*** Begin section ***

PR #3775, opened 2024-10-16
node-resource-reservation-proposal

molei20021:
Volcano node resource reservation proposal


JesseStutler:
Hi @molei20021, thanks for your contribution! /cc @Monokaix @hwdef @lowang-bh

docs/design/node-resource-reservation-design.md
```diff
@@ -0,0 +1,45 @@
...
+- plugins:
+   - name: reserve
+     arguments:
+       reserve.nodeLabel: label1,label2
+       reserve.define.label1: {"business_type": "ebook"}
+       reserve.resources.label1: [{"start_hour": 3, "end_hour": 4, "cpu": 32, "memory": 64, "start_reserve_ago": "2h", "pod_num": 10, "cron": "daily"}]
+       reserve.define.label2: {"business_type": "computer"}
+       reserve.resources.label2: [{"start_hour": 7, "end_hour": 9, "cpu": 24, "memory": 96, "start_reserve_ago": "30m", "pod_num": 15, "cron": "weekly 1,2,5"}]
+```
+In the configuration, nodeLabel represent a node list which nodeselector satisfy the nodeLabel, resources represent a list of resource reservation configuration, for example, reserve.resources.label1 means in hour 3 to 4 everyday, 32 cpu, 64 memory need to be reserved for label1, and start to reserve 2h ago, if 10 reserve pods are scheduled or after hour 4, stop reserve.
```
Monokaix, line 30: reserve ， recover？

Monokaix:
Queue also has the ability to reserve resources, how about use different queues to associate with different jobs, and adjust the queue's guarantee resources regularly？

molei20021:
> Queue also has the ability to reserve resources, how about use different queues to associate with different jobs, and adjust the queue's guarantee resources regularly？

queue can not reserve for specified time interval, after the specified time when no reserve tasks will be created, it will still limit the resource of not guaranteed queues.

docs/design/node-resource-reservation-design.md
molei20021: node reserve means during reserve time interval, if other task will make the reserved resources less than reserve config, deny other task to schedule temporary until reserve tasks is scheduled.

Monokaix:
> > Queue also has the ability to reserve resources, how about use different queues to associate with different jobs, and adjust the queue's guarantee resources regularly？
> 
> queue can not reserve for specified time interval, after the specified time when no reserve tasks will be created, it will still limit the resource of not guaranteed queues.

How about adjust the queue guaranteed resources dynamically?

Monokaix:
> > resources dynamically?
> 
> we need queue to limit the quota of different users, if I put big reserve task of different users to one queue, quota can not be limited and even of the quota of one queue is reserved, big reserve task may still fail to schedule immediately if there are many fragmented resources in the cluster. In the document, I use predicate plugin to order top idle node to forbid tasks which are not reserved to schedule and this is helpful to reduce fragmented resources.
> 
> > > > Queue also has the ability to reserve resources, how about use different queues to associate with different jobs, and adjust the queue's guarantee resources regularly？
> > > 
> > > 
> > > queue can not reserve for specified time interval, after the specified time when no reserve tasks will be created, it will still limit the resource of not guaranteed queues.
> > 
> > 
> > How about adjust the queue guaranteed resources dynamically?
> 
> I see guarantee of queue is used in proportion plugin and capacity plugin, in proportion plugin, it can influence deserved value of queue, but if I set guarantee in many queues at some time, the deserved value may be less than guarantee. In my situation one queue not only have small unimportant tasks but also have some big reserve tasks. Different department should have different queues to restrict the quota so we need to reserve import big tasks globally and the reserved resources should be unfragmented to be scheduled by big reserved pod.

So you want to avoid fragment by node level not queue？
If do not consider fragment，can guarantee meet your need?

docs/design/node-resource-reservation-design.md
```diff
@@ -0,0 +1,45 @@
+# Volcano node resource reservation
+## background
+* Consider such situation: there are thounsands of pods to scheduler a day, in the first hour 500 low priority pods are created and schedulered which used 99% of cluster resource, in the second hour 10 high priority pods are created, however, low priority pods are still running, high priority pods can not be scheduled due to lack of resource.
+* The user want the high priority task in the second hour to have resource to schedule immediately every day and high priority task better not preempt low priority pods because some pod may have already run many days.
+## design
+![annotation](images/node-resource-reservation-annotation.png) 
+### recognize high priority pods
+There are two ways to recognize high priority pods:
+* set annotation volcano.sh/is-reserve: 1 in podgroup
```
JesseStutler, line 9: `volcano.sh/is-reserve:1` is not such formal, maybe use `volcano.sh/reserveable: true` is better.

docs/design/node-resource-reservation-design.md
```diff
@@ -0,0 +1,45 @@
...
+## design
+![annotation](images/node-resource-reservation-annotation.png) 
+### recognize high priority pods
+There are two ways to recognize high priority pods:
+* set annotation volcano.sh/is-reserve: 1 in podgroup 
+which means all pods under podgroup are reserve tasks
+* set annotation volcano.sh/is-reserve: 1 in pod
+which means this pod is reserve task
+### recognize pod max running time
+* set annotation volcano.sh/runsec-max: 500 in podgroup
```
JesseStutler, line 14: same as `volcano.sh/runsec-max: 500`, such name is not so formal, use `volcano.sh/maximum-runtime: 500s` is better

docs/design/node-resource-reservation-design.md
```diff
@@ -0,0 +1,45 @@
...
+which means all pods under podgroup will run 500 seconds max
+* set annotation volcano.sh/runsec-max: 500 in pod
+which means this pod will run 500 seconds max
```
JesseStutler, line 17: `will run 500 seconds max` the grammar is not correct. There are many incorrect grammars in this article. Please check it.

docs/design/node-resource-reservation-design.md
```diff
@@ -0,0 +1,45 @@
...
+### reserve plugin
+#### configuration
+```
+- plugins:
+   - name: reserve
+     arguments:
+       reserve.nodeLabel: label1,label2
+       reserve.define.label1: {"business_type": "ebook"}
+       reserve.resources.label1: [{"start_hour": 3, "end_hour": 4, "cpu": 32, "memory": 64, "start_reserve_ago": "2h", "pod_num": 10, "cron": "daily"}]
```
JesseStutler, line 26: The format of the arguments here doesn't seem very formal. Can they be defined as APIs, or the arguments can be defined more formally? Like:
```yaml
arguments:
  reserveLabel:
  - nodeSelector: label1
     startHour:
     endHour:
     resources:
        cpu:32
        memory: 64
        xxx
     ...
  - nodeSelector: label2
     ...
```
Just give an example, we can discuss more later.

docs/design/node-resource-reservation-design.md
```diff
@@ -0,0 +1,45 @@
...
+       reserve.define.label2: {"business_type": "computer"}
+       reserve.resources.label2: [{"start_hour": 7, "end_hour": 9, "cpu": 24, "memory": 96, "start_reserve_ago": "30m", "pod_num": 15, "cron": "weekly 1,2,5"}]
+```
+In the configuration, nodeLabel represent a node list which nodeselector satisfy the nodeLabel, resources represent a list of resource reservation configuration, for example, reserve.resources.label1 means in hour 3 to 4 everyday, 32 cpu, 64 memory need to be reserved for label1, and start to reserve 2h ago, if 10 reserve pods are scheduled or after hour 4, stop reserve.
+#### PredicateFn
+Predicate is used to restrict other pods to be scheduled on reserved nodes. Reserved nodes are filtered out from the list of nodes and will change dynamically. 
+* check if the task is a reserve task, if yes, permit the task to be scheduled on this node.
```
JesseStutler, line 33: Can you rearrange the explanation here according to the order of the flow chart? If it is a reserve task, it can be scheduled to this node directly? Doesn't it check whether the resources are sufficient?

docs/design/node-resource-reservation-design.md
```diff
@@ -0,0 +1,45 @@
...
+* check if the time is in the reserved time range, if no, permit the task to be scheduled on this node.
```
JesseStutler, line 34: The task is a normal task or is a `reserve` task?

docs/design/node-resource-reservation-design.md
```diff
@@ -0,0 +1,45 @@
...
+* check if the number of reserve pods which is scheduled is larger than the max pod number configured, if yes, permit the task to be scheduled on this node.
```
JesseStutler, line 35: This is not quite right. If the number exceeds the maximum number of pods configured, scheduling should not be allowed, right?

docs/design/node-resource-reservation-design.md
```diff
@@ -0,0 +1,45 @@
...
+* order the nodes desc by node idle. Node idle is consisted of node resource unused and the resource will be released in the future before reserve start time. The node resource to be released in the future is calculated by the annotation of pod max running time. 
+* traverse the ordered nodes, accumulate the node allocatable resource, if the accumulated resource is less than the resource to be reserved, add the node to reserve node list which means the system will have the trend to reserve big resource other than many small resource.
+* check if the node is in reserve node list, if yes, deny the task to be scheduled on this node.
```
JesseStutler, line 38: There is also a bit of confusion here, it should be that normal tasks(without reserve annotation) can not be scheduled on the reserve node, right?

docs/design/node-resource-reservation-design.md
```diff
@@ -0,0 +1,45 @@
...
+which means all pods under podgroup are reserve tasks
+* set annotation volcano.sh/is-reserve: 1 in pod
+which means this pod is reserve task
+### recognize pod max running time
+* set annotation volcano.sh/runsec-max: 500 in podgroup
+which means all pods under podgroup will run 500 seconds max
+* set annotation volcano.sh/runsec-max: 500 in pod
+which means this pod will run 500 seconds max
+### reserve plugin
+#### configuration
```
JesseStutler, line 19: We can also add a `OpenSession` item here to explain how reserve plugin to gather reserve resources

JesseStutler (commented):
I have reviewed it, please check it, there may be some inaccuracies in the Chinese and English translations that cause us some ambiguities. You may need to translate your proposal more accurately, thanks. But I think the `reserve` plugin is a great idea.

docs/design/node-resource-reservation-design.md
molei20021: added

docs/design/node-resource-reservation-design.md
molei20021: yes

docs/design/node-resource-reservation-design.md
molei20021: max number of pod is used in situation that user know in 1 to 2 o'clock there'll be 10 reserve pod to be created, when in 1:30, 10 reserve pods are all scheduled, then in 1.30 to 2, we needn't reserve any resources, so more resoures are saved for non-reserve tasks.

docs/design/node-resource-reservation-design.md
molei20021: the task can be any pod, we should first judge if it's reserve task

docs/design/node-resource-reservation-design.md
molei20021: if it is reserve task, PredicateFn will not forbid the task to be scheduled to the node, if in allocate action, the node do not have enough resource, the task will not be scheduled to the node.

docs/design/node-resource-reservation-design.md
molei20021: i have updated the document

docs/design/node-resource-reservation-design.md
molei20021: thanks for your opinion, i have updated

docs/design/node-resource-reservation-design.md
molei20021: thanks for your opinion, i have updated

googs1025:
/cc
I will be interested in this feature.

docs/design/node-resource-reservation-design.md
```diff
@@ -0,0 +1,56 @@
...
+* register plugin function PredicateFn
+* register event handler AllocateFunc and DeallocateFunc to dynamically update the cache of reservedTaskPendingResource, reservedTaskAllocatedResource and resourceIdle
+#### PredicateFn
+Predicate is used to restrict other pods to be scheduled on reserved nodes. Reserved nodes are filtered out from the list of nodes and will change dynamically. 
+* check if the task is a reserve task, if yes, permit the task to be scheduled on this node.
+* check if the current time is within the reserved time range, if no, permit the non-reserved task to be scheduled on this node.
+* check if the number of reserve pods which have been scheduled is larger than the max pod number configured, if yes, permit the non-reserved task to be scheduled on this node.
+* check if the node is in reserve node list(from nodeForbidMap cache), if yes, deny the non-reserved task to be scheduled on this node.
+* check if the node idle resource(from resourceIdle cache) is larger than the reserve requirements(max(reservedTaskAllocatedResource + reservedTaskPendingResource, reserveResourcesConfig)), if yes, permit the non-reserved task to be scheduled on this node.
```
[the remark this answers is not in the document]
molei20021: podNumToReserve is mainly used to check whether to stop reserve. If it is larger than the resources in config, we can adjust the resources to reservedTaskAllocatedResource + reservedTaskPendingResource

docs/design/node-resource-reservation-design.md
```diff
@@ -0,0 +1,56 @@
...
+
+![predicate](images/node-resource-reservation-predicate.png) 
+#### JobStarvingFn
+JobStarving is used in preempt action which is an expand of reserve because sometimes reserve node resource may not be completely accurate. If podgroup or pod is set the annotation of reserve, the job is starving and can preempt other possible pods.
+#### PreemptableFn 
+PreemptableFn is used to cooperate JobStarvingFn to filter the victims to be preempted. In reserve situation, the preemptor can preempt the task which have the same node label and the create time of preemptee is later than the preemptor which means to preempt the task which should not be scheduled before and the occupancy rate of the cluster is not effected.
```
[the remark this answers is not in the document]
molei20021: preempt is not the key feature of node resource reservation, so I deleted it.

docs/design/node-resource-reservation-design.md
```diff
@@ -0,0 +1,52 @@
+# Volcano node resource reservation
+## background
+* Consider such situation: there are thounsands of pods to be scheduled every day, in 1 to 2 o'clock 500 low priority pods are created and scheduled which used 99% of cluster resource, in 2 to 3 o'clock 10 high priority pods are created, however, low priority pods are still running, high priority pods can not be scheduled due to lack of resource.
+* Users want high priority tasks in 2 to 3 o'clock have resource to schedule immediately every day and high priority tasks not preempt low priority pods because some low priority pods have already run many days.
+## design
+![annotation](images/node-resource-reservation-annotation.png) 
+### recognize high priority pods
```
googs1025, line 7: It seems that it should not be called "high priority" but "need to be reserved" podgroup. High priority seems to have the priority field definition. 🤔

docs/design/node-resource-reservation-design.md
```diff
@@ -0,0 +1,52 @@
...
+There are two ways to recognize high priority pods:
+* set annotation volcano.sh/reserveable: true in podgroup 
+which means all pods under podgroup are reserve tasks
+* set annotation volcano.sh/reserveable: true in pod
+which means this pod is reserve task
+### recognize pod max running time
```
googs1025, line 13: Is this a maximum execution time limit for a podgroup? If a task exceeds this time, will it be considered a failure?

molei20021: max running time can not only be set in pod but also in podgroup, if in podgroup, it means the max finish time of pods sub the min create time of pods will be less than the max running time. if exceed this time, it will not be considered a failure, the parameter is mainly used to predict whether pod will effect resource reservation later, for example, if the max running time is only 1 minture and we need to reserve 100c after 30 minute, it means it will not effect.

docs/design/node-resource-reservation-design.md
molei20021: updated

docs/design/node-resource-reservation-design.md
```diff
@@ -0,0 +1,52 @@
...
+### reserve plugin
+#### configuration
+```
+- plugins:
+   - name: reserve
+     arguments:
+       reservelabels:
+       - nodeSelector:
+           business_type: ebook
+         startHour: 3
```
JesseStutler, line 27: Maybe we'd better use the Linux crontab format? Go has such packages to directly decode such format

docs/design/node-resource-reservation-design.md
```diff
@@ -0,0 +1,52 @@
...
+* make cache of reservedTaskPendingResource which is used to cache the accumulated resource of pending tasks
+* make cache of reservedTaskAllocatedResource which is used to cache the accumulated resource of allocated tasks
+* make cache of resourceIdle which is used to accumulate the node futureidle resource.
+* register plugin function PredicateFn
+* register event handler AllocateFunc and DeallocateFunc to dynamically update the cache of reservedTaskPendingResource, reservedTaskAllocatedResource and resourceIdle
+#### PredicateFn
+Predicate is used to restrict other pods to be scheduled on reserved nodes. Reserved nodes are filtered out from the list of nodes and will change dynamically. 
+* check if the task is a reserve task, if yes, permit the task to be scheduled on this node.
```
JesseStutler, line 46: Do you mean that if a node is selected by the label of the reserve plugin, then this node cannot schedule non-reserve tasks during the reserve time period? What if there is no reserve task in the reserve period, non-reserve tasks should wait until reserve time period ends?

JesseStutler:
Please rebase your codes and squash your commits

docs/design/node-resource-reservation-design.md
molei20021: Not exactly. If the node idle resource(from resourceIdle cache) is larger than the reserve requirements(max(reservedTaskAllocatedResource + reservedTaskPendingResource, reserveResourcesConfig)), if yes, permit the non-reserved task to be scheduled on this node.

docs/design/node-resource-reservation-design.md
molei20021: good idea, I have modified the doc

*** End section ***
*** Begin section ***

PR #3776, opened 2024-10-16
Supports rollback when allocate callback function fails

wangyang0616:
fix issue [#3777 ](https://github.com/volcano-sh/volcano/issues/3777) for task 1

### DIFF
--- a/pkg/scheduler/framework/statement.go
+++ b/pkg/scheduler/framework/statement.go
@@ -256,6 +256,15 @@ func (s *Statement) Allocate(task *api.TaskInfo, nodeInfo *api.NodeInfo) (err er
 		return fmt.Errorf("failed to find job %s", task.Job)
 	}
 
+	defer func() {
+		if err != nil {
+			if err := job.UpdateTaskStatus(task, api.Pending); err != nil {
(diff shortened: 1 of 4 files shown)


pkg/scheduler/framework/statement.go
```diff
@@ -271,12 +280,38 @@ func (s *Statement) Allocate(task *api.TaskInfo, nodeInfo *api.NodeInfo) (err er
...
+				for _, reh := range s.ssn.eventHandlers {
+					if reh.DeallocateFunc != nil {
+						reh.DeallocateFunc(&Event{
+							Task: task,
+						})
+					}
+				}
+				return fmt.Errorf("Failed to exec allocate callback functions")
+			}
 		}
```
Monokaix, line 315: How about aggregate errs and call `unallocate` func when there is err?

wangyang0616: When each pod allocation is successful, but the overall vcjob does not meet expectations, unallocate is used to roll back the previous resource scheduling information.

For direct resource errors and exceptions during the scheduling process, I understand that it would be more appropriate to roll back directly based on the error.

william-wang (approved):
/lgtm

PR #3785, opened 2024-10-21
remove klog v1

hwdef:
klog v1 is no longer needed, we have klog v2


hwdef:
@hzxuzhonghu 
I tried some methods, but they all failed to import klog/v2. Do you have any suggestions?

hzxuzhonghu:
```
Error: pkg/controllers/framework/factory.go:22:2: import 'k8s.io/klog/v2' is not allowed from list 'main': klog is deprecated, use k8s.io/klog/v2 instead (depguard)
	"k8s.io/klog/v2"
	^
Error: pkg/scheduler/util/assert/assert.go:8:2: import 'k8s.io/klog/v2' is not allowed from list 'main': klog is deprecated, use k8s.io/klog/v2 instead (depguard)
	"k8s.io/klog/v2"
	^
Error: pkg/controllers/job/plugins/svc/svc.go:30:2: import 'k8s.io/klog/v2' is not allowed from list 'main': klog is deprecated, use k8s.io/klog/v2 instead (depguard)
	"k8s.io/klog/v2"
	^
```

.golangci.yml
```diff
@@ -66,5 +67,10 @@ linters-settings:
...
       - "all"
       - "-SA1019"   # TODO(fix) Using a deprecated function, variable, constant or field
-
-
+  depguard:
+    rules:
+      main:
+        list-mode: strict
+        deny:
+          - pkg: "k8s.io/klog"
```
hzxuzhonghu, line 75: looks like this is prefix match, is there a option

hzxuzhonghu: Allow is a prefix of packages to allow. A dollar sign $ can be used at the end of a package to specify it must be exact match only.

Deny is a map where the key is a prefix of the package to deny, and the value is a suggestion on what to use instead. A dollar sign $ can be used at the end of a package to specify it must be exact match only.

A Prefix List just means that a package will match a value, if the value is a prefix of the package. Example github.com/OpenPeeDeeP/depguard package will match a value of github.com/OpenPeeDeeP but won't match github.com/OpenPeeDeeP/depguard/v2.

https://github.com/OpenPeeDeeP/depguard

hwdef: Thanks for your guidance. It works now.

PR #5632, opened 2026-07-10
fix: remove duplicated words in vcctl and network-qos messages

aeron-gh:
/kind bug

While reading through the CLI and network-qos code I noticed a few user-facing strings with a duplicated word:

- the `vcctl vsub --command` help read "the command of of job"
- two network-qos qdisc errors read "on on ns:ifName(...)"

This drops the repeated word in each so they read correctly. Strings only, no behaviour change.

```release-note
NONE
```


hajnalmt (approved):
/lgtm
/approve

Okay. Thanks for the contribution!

*** End section ***
*** Begin section ***

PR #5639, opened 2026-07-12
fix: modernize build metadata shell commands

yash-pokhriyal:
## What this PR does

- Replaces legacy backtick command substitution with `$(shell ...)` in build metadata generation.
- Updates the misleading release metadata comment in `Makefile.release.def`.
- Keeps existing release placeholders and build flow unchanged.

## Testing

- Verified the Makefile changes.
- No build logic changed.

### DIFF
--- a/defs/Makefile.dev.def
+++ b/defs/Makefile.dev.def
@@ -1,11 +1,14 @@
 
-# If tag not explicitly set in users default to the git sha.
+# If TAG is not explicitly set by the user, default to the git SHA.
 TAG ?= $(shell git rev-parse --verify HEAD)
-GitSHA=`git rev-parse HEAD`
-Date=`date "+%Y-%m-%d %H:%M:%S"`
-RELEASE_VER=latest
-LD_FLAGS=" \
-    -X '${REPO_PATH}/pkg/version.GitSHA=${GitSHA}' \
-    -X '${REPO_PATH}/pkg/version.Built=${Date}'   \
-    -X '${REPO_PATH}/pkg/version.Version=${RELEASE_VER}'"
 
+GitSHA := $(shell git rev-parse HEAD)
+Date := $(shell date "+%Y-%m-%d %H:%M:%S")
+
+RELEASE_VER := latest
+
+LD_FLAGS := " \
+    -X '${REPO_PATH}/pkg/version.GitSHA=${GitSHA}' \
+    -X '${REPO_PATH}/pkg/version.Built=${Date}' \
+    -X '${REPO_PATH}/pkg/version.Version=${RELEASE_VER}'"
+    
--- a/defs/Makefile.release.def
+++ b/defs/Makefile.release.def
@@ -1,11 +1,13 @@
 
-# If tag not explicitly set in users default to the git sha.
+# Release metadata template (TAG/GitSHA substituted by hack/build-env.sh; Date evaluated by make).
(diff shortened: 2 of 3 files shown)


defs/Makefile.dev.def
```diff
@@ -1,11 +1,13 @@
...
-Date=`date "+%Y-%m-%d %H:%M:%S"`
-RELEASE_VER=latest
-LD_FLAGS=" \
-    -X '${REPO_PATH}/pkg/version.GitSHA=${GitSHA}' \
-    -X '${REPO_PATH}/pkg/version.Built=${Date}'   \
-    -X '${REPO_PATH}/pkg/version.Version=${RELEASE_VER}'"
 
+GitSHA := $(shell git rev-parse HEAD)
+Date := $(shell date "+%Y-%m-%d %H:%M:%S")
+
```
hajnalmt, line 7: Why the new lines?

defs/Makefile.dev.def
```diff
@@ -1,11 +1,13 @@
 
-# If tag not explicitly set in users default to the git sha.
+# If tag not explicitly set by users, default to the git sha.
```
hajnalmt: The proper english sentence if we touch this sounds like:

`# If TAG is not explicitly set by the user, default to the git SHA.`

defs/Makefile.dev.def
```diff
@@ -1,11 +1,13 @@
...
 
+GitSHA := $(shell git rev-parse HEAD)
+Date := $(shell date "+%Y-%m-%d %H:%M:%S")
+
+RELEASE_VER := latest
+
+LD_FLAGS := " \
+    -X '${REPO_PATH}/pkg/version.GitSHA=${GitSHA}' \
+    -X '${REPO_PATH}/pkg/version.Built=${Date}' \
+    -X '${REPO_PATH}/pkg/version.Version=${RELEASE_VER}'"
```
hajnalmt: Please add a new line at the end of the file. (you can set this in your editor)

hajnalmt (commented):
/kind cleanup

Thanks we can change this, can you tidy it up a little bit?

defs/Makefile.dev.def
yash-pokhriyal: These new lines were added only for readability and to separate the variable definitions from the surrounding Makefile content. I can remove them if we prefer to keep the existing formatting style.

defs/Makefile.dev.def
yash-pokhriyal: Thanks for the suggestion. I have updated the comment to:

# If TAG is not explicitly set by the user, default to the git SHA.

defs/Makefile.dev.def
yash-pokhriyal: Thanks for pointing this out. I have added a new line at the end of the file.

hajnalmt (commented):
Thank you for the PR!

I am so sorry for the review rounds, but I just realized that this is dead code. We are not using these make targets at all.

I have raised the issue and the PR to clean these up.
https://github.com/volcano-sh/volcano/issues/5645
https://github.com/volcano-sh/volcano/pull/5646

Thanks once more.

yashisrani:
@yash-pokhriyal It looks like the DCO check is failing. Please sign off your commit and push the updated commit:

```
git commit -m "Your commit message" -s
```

*** End section ***

Output, from the data above, the lines from the line with "PR #3775, opened 2024-10-16" to the line with "Hi @molei20021, thanks" exactly as they stand, both ends included and nothing else.

PR #3775, opened 2024-10-16
node-resource-reservation-proposal

molei20021:
Volcano node resource reservation proposal


JesseStutler:
Hi @molei20021, thanks for your contribution! /cc @Monokaix @hwdef @lowang-bh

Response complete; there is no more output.